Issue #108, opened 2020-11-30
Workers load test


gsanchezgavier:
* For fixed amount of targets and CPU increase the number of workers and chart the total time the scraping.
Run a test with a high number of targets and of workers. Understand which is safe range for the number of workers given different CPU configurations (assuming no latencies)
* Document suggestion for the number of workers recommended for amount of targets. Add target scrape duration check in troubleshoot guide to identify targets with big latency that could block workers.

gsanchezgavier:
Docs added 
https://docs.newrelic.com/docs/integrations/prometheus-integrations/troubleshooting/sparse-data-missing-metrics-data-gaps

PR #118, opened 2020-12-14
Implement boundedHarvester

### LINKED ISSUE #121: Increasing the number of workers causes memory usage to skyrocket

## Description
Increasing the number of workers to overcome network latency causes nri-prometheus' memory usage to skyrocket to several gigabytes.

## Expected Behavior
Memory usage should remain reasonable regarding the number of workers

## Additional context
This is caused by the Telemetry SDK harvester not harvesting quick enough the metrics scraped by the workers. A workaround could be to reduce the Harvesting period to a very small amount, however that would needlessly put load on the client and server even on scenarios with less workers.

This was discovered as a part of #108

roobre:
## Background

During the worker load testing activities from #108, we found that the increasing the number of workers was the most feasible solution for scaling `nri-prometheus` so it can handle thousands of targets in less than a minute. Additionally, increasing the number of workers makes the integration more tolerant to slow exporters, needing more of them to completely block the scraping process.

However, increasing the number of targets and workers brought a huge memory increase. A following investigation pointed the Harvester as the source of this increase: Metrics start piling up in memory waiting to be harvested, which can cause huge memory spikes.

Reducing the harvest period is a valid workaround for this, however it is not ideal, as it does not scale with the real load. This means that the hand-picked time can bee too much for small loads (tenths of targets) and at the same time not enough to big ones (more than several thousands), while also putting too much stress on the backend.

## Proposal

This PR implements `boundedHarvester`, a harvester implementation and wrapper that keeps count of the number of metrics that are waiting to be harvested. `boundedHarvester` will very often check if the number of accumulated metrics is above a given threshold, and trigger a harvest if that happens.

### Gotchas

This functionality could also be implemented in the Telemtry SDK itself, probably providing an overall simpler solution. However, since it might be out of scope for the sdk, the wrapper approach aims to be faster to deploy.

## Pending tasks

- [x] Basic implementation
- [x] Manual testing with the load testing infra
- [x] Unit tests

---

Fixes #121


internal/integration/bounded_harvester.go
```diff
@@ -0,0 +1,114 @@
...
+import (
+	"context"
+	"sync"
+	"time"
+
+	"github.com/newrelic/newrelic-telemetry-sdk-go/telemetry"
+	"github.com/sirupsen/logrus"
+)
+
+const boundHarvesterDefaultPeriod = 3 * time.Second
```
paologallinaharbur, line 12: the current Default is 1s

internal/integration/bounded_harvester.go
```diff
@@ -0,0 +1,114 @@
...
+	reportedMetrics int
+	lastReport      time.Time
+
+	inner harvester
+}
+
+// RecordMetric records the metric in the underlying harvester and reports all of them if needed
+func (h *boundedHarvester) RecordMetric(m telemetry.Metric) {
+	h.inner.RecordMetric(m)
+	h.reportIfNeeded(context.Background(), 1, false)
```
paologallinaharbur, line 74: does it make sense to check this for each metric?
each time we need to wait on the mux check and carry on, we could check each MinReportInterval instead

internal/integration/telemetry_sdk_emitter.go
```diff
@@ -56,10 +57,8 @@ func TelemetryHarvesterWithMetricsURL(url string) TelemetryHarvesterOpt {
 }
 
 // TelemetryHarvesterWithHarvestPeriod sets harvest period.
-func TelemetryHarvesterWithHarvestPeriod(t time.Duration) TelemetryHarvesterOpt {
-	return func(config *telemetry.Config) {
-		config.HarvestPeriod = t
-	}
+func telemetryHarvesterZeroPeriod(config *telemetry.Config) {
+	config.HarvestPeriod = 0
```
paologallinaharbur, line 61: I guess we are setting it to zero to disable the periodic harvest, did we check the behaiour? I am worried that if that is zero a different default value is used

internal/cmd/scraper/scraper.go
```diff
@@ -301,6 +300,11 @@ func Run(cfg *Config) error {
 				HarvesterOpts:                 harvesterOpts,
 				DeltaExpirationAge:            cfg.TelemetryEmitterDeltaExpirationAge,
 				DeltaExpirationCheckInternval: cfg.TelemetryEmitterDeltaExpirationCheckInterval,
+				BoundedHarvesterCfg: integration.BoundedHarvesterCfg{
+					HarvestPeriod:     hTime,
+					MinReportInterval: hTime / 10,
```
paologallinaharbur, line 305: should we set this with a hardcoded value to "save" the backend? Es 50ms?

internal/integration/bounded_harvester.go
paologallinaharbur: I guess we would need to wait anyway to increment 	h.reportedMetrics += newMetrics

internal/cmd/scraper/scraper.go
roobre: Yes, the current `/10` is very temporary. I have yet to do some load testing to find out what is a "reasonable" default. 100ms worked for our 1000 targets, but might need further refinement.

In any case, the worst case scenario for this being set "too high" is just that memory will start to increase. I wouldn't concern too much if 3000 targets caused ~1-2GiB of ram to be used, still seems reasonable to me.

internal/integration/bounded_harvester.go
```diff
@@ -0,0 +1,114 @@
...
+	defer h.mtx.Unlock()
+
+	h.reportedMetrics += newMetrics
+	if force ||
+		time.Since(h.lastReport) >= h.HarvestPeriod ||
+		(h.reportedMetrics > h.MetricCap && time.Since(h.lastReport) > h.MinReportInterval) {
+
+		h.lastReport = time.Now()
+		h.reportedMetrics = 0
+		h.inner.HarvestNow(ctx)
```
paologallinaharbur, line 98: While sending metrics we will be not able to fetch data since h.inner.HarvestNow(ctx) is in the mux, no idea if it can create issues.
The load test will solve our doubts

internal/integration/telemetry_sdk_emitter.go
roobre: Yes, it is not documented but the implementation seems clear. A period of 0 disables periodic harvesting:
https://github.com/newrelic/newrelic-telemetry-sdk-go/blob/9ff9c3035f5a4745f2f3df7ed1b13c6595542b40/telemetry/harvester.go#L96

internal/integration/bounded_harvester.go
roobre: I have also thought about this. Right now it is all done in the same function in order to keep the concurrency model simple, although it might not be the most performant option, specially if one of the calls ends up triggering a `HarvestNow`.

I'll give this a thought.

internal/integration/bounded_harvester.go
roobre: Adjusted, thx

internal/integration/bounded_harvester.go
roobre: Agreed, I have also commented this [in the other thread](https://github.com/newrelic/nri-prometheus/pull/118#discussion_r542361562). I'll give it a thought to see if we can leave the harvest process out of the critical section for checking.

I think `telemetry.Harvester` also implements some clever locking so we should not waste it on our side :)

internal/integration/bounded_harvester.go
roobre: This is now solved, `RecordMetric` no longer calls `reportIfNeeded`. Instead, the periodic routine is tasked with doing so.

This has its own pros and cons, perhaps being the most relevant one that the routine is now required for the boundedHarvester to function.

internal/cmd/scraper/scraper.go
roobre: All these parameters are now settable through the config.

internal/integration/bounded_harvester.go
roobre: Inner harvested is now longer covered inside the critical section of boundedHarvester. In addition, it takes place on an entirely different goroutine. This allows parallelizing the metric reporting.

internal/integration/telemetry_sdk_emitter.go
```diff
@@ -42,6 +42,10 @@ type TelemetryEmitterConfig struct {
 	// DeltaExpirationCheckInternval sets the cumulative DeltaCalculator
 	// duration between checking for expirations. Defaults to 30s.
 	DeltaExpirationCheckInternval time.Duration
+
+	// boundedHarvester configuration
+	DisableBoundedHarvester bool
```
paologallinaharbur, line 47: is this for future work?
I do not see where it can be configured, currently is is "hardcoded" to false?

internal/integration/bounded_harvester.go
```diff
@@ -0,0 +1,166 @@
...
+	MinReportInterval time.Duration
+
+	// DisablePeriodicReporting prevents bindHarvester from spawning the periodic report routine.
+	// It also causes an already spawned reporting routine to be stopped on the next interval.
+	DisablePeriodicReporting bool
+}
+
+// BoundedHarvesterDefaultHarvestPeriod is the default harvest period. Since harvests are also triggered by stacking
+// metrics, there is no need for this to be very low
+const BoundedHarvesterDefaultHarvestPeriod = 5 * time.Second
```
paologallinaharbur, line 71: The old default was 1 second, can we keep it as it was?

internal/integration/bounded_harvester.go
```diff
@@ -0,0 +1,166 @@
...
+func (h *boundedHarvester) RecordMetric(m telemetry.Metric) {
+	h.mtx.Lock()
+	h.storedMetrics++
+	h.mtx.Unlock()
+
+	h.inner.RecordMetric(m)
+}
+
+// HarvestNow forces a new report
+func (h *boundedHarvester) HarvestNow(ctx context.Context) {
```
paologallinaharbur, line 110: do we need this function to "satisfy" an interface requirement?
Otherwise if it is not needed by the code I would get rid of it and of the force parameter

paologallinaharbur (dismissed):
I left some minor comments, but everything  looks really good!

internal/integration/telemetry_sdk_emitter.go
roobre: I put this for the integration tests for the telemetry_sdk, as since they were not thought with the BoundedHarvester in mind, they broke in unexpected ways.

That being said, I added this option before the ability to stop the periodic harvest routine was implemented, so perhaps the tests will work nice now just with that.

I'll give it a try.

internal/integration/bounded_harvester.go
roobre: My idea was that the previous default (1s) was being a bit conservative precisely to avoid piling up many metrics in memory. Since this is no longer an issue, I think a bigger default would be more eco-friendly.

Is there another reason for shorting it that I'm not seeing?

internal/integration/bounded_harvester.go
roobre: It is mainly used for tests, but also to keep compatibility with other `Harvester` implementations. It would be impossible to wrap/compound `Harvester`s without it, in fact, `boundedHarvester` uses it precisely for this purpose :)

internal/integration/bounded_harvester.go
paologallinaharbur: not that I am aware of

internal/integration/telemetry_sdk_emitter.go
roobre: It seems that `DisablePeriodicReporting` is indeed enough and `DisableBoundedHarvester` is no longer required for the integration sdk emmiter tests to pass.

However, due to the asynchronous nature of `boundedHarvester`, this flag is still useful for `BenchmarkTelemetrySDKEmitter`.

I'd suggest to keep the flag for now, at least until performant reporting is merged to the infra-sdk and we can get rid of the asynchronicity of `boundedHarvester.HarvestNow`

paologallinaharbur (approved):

=======

Work item: Exactly as written, repeat the lines from the start of the listing through the line containing "time the scraping.", both included.

Solved problem:
Issue #108, opened 2020-11-30
Workers load test


gsanchezgavier:
* For fixed amount of targets and CPU increase the number of workers and chart the total time the scraping.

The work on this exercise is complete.